Com base em um entendimento de que a pessoa com deficiência seria alguém que precisa ser “consertado”, grande parte da população ainda acha que cabe a PCDs o papel de se adequar ao mundo. Contra essa premissa majoritária, desde a década de 1980 ganha força no mundo a ideia de inclusão social e a pressão pela adaptação da comunidade para que pessoas com deficiência assumam papéis ativos na sociedade.
Desde então, legislações mais próximas da inclusão social passaram a ser incentivadas pela Organização das Nações Unidas (ONU) a partir de 1981, marcado como o Ano Internacional das Pessoas Deficientes (SIC). A cobrança de maior inserção de PCDs no cotidiano dos países foi consolidada com a assinatura da Convenção dos Direitos das Pessoas com Deficiência, em 2006. Tal termo fez com que os países assinantes se comprometessem a criar regulamentações mais precisas e específicas para acessibilidade e inclusão. Na convenção, as nações concordaram em inserir em seu código de leis o entendimento de que as dificuldades enfrentadas por PCDs são causadas pela sociedade e não pela presença de alguma característica do cidadão.

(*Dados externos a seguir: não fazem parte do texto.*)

PR #2146, opened 2021-05-30
Require stricter object names

ahopkins:
I think we need some tighter controls around naming `Sanic()` and `Blueprint()`. The main reason is that these names are used when generating route names: `<app>.<bp>.<route>`. It is a bit awkward when a route is called: `My Application.Something blueprint.foobar_handler`.


ashleysommer (approved):
Looks great! This is something I've thought about in the past, and I'm glad to see it implemented.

Nacionalmente, os direitos das pessoas com deficiência previstos diretamente em lei eram poucos antes da assinatura da convenção em 2007. Até então, a Constituição de 1988, apelidada de Constituição Cidadã, citava apenas a proibição da discriminação contra PCDs e o dever do Estado em garantir saúde, reabilitação, proteção e assistência para o grupo, mas sem definir apontamentos específicos que os assegurassem. Mesmo que teoricamente a legislação já acomodasse os direitos humanos para todos, sem uma especificação para as barreiras enfrentadas por pessoas com deficiência, o acesso e reivindicação pela execução era difícil.
Baseado nesse entendimento, a conquista da Lei Brasileira de Inclusão (LBI), em 2015, representou um marco legal para o reconhecimento brasileiro de que a garantia à cidadania de pessoas com deficiência exigia esforço para assegurar equidade ao grupo. O Estatuto foi criado como pré-requisito do decreto sobre a convenção da ONU, sancionado sete anos antes. Ele prevê a definição de leis básicas para a implementação dos direitos humanos de pessoas com deficiência.

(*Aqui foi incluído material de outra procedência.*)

PR #2155, opened 2021-06-02
Allow 8192 header max to be breached

### LINKED ISSUE #2153: Maximum request header size capped at 8k
**Describe the bug**
Sending a request with a large header to a Sanic server results in 413 (Payload Too Large) response.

A defensora pública-chefe da Defensoria Pública da União (DPU) no Recife, Nathalia Maciel, diz que percebe melhoras na garantia de acesso aos direitos de PCDs. Ela também declara que o novo Estatuto aumenta a pressão para que instituições, principalmente públicas, assegurem a inclusão social e os direitos de pessoas com deficiência. O secretário-geral da Comissão Nacional de Defesa de Direitos Autistas do Conselho Federal da Organização dos Advogados do Brasil (OAB), Robson Menezes, afirma que a Lei Brasileira de Inclusão garante o aprimoramento da legislação brasileira ao englobar todas as principais regras sobre PCDs e inserir as noções mais modernas sobre acessibilidade e inclusão discutidas no mundo.

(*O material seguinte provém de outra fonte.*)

PR #2158, opened 2021-06-09
New websockets

### LINKED ISSUE #2000: RFC: Internal websocket handling
Sanic uses the `websockets` package to handle the websocket protocol. It has [been discussed](https://github.com/sanic-org/sanic/issues/1908#issuecomment-694172043) that we could remove this dependency and implement them ourselves. More info to come.

ashleysommer:
Resolves #2000

@aaugustin @ahopkins
I've spent another couple of days on it, and its now passing all of the tests, including some other demo applications I've written to stress it out.

It certainly needs cleaning up, and could probably get some efficiency improvements in places too, but otherwise I'm pretty happy with it.

This branch also incorporates another change I've written, that splits the existing `server.HttpProtocol` out into a base `SanicProtocol` class, that contains just all of the connection-handling and transport-layer stuff, and `HttpProtocol` that is a subclass of `SanicProtocol` and adds the HTTP-specific handlers on top of that. I'd like the new `WebSocketProtocol` to subclass `SanicProtocol` but for now it still subclasses `HttpProtocol`.


sanic/server.py
```diff
@@ -99,21 +99,118 @@ def __init__(self, transport: TransportProtocol, unix=None):
...
+        self.app: Sanic = app
+        self.signal = signal or Signal()
+        self.transport: Optional[Transport] = None
+        self.connections = connections if connections is not None else set()
+        self.conn_info: Optional[ConnInfo] = None
+        self._can_write = asyncio.Event()
+        self._can_write.set()
+        self._unix = unix
+        self._time = 0.0  # type: float
+        self._task = None  # type: Optional[asyncio.Task]
```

A LBI representaria um detalhamento do que precisa ser implementado e garantido pelas instituições públicas e privadas para assegurar os direitos humanos e a cidadania especificamente de PCDs. O direcionamento apresentado é de que as ações implementadas na sociedade prezem pela autonomia e independência do grupo. Entre os pontos de destaque da lei, está a afirmação no Artigo 06, no qual se aponta que “a deficiência não afeta a plena capacidade civil da pessoa”, além de prever protagonismo e participação das pessoas com deficiência tanto em pautas sobre acessibilidade, como em elementos que cabem a todos os cidadãos brasileiros.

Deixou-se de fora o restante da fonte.